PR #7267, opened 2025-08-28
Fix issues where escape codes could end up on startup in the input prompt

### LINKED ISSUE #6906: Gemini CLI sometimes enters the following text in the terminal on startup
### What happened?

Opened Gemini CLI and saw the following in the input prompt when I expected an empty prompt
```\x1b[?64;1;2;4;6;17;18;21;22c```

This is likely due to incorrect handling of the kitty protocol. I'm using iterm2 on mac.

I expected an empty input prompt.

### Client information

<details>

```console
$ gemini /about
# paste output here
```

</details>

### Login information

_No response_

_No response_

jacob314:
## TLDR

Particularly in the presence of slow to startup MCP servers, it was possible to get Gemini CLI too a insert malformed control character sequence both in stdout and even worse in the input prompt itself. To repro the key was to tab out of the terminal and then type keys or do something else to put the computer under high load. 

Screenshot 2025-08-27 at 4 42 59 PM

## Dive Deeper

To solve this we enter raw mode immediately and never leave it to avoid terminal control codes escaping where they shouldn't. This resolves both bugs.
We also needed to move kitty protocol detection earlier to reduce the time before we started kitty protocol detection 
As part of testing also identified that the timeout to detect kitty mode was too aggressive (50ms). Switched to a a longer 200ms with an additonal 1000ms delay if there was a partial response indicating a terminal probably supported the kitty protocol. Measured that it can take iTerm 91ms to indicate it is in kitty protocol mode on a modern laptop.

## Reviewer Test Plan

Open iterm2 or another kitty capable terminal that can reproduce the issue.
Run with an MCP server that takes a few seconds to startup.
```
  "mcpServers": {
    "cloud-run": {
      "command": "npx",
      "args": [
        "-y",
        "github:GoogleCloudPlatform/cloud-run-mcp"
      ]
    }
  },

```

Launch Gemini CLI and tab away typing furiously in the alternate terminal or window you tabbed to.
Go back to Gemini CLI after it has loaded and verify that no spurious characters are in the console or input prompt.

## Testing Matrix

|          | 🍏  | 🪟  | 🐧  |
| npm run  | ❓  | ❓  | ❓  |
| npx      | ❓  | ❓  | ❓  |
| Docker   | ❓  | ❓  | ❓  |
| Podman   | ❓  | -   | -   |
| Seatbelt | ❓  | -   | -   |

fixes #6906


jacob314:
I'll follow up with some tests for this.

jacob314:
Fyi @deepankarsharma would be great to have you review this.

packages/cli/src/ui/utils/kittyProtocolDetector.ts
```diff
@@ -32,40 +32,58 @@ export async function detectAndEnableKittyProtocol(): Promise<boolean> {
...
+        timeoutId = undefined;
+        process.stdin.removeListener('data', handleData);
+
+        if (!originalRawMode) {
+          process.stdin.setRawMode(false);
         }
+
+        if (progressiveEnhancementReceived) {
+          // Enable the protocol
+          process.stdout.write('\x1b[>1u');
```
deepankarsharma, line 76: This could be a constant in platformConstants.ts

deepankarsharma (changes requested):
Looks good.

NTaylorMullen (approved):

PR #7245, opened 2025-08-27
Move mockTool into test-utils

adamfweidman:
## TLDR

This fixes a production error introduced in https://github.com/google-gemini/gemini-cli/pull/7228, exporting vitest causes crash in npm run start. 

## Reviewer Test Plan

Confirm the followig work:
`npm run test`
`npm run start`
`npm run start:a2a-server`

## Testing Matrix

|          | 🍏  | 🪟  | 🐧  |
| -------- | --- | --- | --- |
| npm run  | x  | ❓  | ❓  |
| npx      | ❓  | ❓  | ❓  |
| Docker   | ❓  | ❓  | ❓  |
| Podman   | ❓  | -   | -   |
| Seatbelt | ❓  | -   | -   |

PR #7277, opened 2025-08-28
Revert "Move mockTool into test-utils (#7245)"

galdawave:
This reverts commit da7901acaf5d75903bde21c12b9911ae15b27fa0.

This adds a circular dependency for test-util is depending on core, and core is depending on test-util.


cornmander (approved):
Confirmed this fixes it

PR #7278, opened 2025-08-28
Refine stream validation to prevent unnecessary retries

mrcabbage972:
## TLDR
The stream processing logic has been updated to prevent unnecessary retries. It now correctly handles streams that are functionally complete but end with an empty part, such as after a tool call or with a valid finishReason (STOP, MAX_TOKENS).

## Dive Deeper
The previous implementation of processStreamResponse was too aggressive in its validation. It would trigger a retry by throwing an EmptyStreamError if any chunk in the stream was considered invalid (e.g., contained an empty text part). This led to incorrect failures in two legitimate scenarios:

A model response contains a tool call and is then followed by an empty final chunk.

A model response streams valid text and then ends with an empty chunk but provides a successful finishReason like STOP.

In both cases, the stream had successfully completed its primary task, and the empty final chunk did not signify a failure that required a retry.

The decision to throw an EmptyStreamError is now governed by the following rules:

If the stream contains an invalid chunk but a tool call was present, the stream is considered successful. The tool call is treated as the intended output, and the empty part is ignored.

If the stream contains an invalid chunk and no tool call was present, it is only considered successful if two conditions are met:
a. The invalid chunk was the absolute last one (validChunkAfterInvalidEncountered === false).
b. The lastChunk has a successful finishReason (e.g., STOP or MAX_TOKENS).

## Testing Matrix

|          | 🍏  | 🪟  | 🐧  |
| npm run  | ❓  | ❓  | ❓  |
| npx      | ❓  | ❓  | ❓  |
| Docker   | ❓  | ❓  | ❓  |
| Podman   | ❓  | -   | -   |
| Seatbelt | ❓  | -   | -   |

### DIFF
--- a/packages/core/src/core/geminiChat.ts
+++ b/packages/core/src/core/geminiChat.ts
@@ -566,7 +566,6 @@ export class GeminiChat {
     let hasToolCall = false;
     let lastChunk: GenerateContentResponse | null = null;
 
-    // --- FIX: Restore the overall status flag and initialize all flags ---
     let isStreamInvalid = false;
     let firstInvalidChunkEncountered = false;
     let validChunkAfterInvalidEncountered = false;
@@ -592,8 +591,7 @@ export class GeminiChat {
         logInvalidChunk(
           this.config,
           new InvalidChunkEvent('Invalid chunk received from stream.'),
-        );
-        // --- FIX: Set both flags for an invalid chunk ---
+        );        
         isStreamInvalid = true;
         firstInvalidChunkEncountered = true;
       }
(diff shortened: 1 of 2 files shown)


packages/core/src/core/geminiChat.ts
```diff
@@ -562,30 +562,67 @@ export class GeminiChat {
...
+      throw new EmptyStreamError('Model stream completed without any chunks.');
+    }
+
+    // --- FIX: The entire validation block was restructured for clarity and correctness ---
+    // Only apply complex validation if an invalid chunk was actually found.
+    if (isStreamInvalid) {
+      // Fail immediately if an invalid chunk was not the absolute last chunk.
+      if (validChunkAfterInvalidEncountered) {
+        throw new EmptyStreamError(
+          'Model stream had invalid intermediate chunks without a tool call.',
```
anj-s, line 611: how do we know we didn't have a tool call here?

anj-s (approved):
————————
Could you repeat exactly the lines above from the line with "Refine stream validation" up to and including the line with "A model response streams", and only those?

Refine stream validation to prevent unnecessary retries

mrcabbage972:
## TLDR
The stream processing logic has been updated to prevent unnecessary retries. It now correctly handles streams that are functionally complete but end with an empty part, such as after a tool call or with a valid finishReason (STOP, MAX_TOKENS).

## Dive Deeper
The previous implementation of processStreamResponse was too aggressive in its validation. It would trigger a retry by throwing an EmptyStreamError if any chunk in the stream was considered invalid (e.g., contained an empty text part). This led to incorrect failures in two legitimate scenarios:

A model response contains a tool call and is then followed by an empty final chunk.

A model response streams valid text and then ends with an empty chunk but provides a successful finishReason like STOP.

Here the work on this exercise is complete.